Isolde still clutched his arm. Her lips pressed together in a thin line, and with narrowed eyes she studied the silver thread of light that pulsed between the leytouched on the slab and the suspended Arcaenum.
“I don’t think he is dead.”
Her voice shook, but when Felix glanced at her, he realised it was anger that caused it, not fear.
“This is how they did it. This is what binds the Arcaenum. The life force of a leytouched.” She swallowed hard. “This is what they plan to do to me.”
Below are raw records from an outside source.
PR #8923, opened 2023-04-20
404s are under control now, so adding 403s back

susanev:
404s are under control now, so adding 403s back


sean1588 (commented):
nice :rocket:

PR #8928, opened 2023-04-21
update code comment

sean1588:
Bringing this code comment up to date, to avoid confusion down the road since this is no longer the case anymore as of https://github.com/pulumi/docs/pull/8921.  We are no longer need `public-read` to be on the bucket, since this is being applied at the object level.


susanev (approved):

cnunciato (approved):
Thank you! 🙏

PR #9115, opened 2023-05-18
Fix CSS caching rules

cnunciato:
Somewhere along the way, our CSS caching rule fell out of sync with our filenames. This change updates those rules to align with the files we're shipping today. (See [this thread](https://pulumi.slack.com/archives/C85BS3LJZ/p1684438150667419) for context/discussion.)


sean1588 (approved):
thank you christian!

PR #9230, opened 2023-06-02
Add Algolia search

cnunciato:
This PR adds the a new Node.js program to be run as part of the `build-and-deploy` workflow to update our new Algolia search indexes. PR previews write to an index called `preview` and website deployments write to `production`.

Comments are inline, and links to all relevant Algolia documentation are sprinkled throughout. It works like this:

* Generate Registry docs and run a Hugo build, as we do today
* Run `scripts/update-search-index.sh`, passing the name of the index to update (`preview` or `production`)

Merging this PR will have no effect on the user experience today, as there's not yet any front-end component to this; all this PR does is add a step (after the website is successfully deployed) to write search data to Algolia. Once this is running and we're comfortable with it, we can PR and merge the front-end code to replace the Swiftype search experience with Algolia autocomplete across the board. Plan is to make the index environment-specific as well so we can review any changes to the Algolia code by browsing PR previews and seeing the impact those changes have on search results. 

Fixes https://github.com/pulumi/devrel-team/issues/566.


.github/workflows/check-links.yml
```diff
@@ -20,7 +20,7 @@ jobs:
       - name: Install Hugo
         uses: peaceiris/actions-hugo@v2
         with:
-          hugo-version: '0.96.0'
+          hugo-version: '0.111.0'
```
cnunciato, line 23: Upgrading Hugo to use its `Ancestors` feature, which makes breadcrumbing _way_ easier.

susanev:
thank you!!!

lets pls hold of merging this until you and Sean are able to talk through all the build impacts and he has a chance to give feedback and you have a chance to make adjustments, thank you!

scripts/search/rank.js
```diff
@@ -0,0 +1,160 @@
...
+
+            // Top-level pages again rank highest.
+            if (page.kind === "section") {
+                return 990;
+            }
+
+            return 980;
+        }
+
+        // Docs pages are next.
```
susanev, line 75: i didnt have a chance to bring this up in the meeting but we get way more daily visitors to registry than docs. should registry come before docs?

scripts/search/settings.js
```diff
@@ -0,0 +1,84 @@
...
+    // https://www.algolia.com/doc/api-reference/api-parameters/attributesForFaceting/
+    getAttributesForFaceting() {
+        return [
+            "searchable(section)",
+        ];
+    },
+
+    // Synonyms allow us to surface content that may not directly match users' queries.
+    // https://www.algolia.com/doc/api-reference/api-methods/save-synonyms/#save-synonyms
+    getSynonyms() {
```
susanev, line 17: can we pull on the synonyms from swifttype and add them here?

cnunciato:
> lets pls hold of merging this until you and Sean are able to talk

Sean is listed as a reviewer, yeah. No intention of meeting before he reviews. 😉

scripts/search/rank.js
cnunciato: I reviewed GA as part of this, yeah, and based on all the learning and experimentation I've done to this point, I'm pretty sure the answer to this question is no, because Algolia custom rankings aren't really meant to convey popularity; they exist to let us break ties between records that otherwise rank similarly. 

The [ranking criteria docs](https://www.algolia.com/doc/guides/managing-results/relevance-overview/in-depth/ranking-criteria/) explain all this in detail (and are worth reading), but the gist is that for a given query, a bunch of criteria -- text matching against attributes, synonyms, etc. -- are applied first, before custom ranking ever comes into play. Custom ranking is only applied when multiple records match a given query closely enough that Algolia can't tell which ones are "more relevant" than others. Otherwise, they don't carry much weight (if any at all).

For us, where this matters is for queries like "input" or "stack" that can match strongly for content in multiple categories. For unqualified queries like these, users will most likely be looking for Pulumi-specific content -- rather than, say, the API docs for the `aws.medialive.Input` or `aws.cloudformation.Stack` resources in the Registry (which would match for those terms). For this reason, we give docs a higher custom rank -- the assumption being that someone looking for docs about CloudFormation stacks will use additional words, like "cloudformation", to narrow the focus of those queries on their own. Also, because of how much _more_ content there is in the Registry, if we did rank Registry pages higher than docs, we'd be increasing the likelihood that our own docs content would be "drowned out" by the sheer volume of stuff that exists in the Registry; the more packages and resources we have, the more words there are to compete with our core terminology. Where legitimate ambiguity does exist -- e.g., for queries like "aws" or "kubernetes" or "awsx", where we can't really guess at what the user is looking for -- ranking docs above Registry is an overall safer bet -- especially now that we have those fine cloud-specific landing pages to help them find what they're looking for (and perhaps query more narrowly next time).

So all up, my hunch is that ranking docs above Registry is the right way to go -- but again, still learning, so I reserve the right to change my mind. 😇

scripts/search/settings.js
cnunciato: Yep -- and I did, for the most part. It isn't quite an apples-to-apples thing, as these services are different, and many of the synonyms we added to Swiftype were account for typos, which Algolia [handles natively](https://www.algolia.com/doc/guides/managing-results/optimize-search-results/typo-tolerance/) (and I believe I verified all of them by hand to make sure), so there isn't any reason to bring those over directly. A few others aren't exactly "synonyms", either (e.g., "secret" and "passphrase", which refer to different things), so I left those out as well. But otherwise, they should look pretty similar, and I've added a few of my own as well.

scripts/ci-push.sh
```diff
@@ -6,7 +6,9 @@ source ./scripts/ci-login.sh
 
 ./scripts/build-site.sh
 ./scripts/sync-and-test-bucket.sh
+
 node ./scripts/await-in-progress.js
-./scripts/run-pulumi.sh update
 
+./scripts/run-pulumi.sh update
+./scripts/update-search-index.sh production
```
sean1588, line 13: can we add a comment here about the production argument passed in at the end and that it relates to the index/environment being updated in algolia itself?

scripts/search/settings.js
```diff
@@ -0,0 +1,84 @@
...
+            ["F#", "fsharp"],
+            ["cfn", "cloudformation"],
+            ["tf", "terraform"],
+            ["stack reference", "stackreference"],
+            ["openid connect", "oidc"],
+            ["crosswalk", "awsx"],
+            ["crossguard", "pac", "policy as code"],
+            ["aws", "aws classic"],
+            ["azure", "azure native"],
+            ["how-to guide", "how to", "example"],
```
sean1588, line 34: should we include a synonym without the dash in `how-to guide` as well?

scripts/update-search-index.sh
```diff
@@ -0,0 +1,3 @@
+#!/bin/bash
+
+node --max-old-space-size=8192 ./scripts/search/main.js "$1"
```
sean1588, line 3: would it make sense to just configure `--max-old-space-size` using the `NODE_OPTIONS` env variable in the workflow config file?

.github/workflows/generate-provider-docs.yml
```diff
@@ -61,7 +61,7 @@ jobs:
       - name: Install Hugo
         uses: peaceiris/actions-hugo@v2
         with:
-          hugo-version: '0.96.0'
+          hugo-version: '0.111.0'
```
sean1588, line 64: will we  need to update the version of hugo we are running locally in order to build the site locally going forward as well? I'm guessing this new version is what is allowing us to add JSON as an output type?

scripts/update-search-index.sh
cnunciato: Ah, forgot that was there. Yep! I’ll try that.

.github/workflows/generate-provider-docs.yml
cnunciato: Only if you want to build pulumi/docs locally; pulumi-hugo and others don’t need it — although we should probably upgrade everywhere (just as a rule) so everything’s on the same version. I’m happy to to that.

This PR uses the newer version specifically for the `Ancestors` property, though, just so you’re aware. We use this property in the JSON output script, but JSON output doesn’t require it specifically.

scripts/ci-push.sh
cnunciato: Added a comment to `update-search-index` to clarify what these values are and how they're used.

scripts/search/settings.js
cnunciato: I actually meant this to be "how to guide", so will add. Thanks for spotting!

sean1588 (approved):
looks good! thanks christian! :rocket:

PR #17766, opened 2026-03-02
[EXPERIMENTAL] Add Decap CMS PoC for blogging workflow

CamSoper:
## Summary

- Adds `static/admin/index.html` and `static/admin/config.yml` — the two static files required to run [Decap CMS](https://decapcms.org/) on top of the existing Hugo + GitHub workflow.
- Adds `make serve-cms` target that starts Hugo and the Decap local backend simultaneously via `concurrently`.
- Uses `local_backend: true` for the PoC — no OAuth app or external services needed; click **Login** at `http://localhost:1313/admin/` after running `make serve-cms`.

## How to test

1. `make ensure`
2. `make serve-cms`
3. Open `http://localhost:1313/admin/`
4. Click **Login** (no credentials required with local backend)
5. Confirm the **Blog Posts** collection loads with all frontmatter fields
6. Create a new draft post and verify `content/blog/{slug}/index.md` appears on disk

## Production path (future work)

Probably none, if we want to keep it. It can work locally.

If we wanted to make it work directly from `pulumi.com`, we'd need to do some add'l work. Switching from local backend to the real GitHub backend requires three steps:

1. **GitHub OAuth App** — Register at `github.com/organizations/pulumi/settings/applications`; set the callback URL to `<oauth-proxy>/callback`.
2. **OAuth proxy** — Deploy a Cloudflare Worker (or similar) that handles the GitHub OAuth exchange. Set `GITHUB_CLIENT_ID` and `GITHUB_CLIENT_SECRET` as secrets.
3. **Update `config.yml`** — Comment out `local_backend: true`, uncomment the `backend:` block, and set `base_url` to the proxy URL.

No CloudFront or S3 changes are needed — `/admin/` is served as static files.

### DIFF
--- a/static/admin/index.html
+++ b/static/admin/index.html
@@ -9,7 +9,7 @@
     <body>
         <script src="https://unpkg.com/decap-cms@^3.0.0/dist/decap-cms.js"></script>
         <script>
-            CMS.registerPreviewStyle('/admin/preview.css');
+            CMS.registerPreviewStyle("/admin/preview.css");
         </script>
     </body>
 </html>
--- a/static/admin/preview.css
+++ b/static/admin/preview.css
@@ -1,6 +1,5 @@
 body {
-    font-family: ui-sans-serif, system-ui, -apple-system, BlinkMacSystemFont,
-        "Segoe UI", Roboto, "Helvetica Neue", Arial, sans-serif;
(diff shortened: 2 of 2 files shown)


CamSoper:
Mothballing this. @cnunciato and team have cool stuff in the works.

PR #17770, opened 2026-03-03
Clarify protect option inheritance and how to override on child resources

### LINKED ISSUE #10150: How to explicitly set protect resource option on child resources?
Submitted On: 08-17-2023
Comment(s): ""The default is to inherit this value from the parent resource""; I suppose the correct way to 'uninherit' this is to explicitly define 'protect: false' on every resource whose parent has a 'protect: true' set, but this isn't 100% clear in the wording. Additionally, are there any global config settings to change this default? If so, please document them here too!

joeduffy:
Fixes #10150

## What changed

The `protect` option docs previously had only a brief one-sentence mention of inheritance ("The default is to inherit this value from the parent resource, and `false` for resources without a parent.") with no explanation of how to override that behavior.

This PR adds two new sections to `content/docs/iac/concepts/resources/options/protect.md`:

**"Overriding inherited protection"** — explains that child resources inherit `protect` from their parent by default, and shows how to explicitly set `protect: false` on a child to allow it to be deleted independently of a protected parent. Includes full multi-language examples (TypeScript, Python, Go, C#, Java, YAML).

**"Applying protection to all resources"** — answers the issue author's question about whether there is a global config option for stack-wide protection. There isn't a dedicated flag; the answer is to use stack transforms, and this section explains that and links to the transforms reference.

## Additional fixes

- Corrected the existing YAML example in the first chooser block, which was missing the resource name key and was therefore invalid Pulumi YAML syntax.
- Fixed a double space in prose ("unprotected.  There are" → single space).
- Updated the TypeScript example to have consistent spacing (`{ protect: true }` with space before closing brace).
- Removed a spurious trailing semicolon from the Go example.

---

### DIFF
--- a/content/docs/iac/concepts/resources/options/protect.md
+++ b/content/docs/iac/concepts/resources/options/protect.md
@@ -84,7 +84,7 @@ resources:
 
 ## Overriding inherited protection
 
-Child resources inherit the `protect` option from their [parent resource](/docs/iac/concepts/options/parent). When a parent resource has `protect: true`, all of its children are also protected by default. To allow a specific child resource to be deleted independently of its protected parent, explicitly set `protect: false` on that child.
+Child resources inherit the `protect` option from their [parent resource](/docs/iac/concepts/resources/options/parent/). When a parent resource has `protect: true`, all of its children are also protected by default. To allow a specific child resource to be deleted independently of its protected parent, explicitly set `protect: false` on that child.
 
 The following example creates a protected parent resource alongside a child resource with protection explicitly disabled:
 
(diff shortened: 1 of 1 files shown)


joeduffy:
Fixed both blocking issues in the follow-up commit (5367491):

1. Corrected the link in "Overriding inherited protection" to `/docs/iac/concepts/resources/options/parent/`
2. Corrected the link in "Applying protection to all resources" to `/docs/iac/concepts/resources/options/transforms/#stack-transforms`

On suggestion #2 (stack transform code example): I intentionally kept the section as a prose pointer rather than showing a full chooser block, to avoid duplicating what is already illustrated in detail on the transforms page. The section's purpose is to answer the "is there a global flag?" question concisely and point readers in the right direction — a full code example would make the section significantly longer without adding much that isn't already one click away. Happy to revisit if the team disagrees.

Suggestion #3 (Go error discarding) is consistent with existing style in this file; no action taken.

Felix reeled, staggering under the weight of the realisation. They weren’t just going to kill her. They were going to use her. To chain her to this place, to bind her to a god and drain her of everything she was. Until she was nothing but a husk, a breathing corpse.
Never. He would rather cut her throat himself.
If it comes to that… If there is no other way…
Had her father known? No. It was a coincidence. It had to be.
Isolde swept her gaze around the chamber. “All these slabs… Once there must have been many. But he is the last. The last leytouched to maintain this binding. Th at is why they need me, why Kaeloth made all this effort. They’re running out of time…” Her voice trailed off.
A tiny sound, like the skittering of a mouse, broke the silence. Both of them jerked toward the slab. The leytouched stirred. A tremor ran through the frail body, fingers twitching against the stone.
The eyes snapped open. They were glowing blue, entirely consumed by magic. They no longer had pupils or irises, yet there was no doubt they were looking straight at Isolde. One skeletal hand slowly extended outward, reaching for her.
“Isa, don’t –”
Isolde ignored him. She took a step forward. Felix grabbed her arm. She startled, then tried to pull free.
“But you don’t know –”
She gritted her teeth and threw him her fiercest look.